◆ **Work to complete**: Copy out each line below exactly as it appears.

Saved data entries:
PR #1246, opened 2024-06-05
Add nvmrc

PumpkinSeed:


BrickheadJohnny (approved):
Very nice programming.

Do you think we should also add preinstall/prebuild scripts (e.g. `"preinstall": "nvm use"` to package.json, or we should just manually run `nvm use` on demand?

PumpkinSeed:
> Do you think we should also add preinstall/prebuild scripts (e.g. `"preinstall": "nvm use"` to package.json, or we should just manually run `nvm use` on demand?

I think that is enough if we run it manually for now.

dovalid (approved):

PR #1247, opened 2024-06-05
Fix dynamic reward edit submit bug

FBalint:


FBalint:
The solution was found on the forum, so Im taking the liberty of approving and merging my own PR

PR #1248, opened 2024-06-05
[GUILD-3104] - WaaS: Change backup data export feature to private key export

cs-balazs:
[Linear](https://linear.app/guildxyz/issue/GUILD-3104/coinbase-data-import) - [Discord](https://discord.com/channels/697041998728659035/1169587223956570232/1247473523816140821)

◆ **Solution below**:
PR #1246, opened 2024-06-05
Add nvmrc

PumpkinSeed:


BrickheadJohnny (approved):
Very nice programming.

Do you think we should also add preinstall/prebuild scripts (e.g. `"preinstall": "nvm use"` to package.json, or we should just manually run `nvm use` on demand?

PumpkinSeed:
> Do you think we should also add preinstall/prebuild scripts (e.g. `"preinstall": "nvm use"` to package.json, or we should just manually run `nvm use` on demand?

I think that is enough if we run it manually for now.

dovalid (approved):

PR #1247, opened 2024-06-05
Fix dynamic reward edit submit bug

FBalint:


FBalint:
The solution was found on the forum, so Im taking the liberty of approving and merging my own PR

PR #1248, opened 2024-06-05
[GUILD-3104] - WaaS: Change backup data export feature to private key export

cs-balazs:
[Linear](https://linear.app/guildxyz/issue/GUILD-3104/coinbase-data-import) - [Discord](https://discord.com/channels/697041998728659035/1169587223956570232/1247473523816140821)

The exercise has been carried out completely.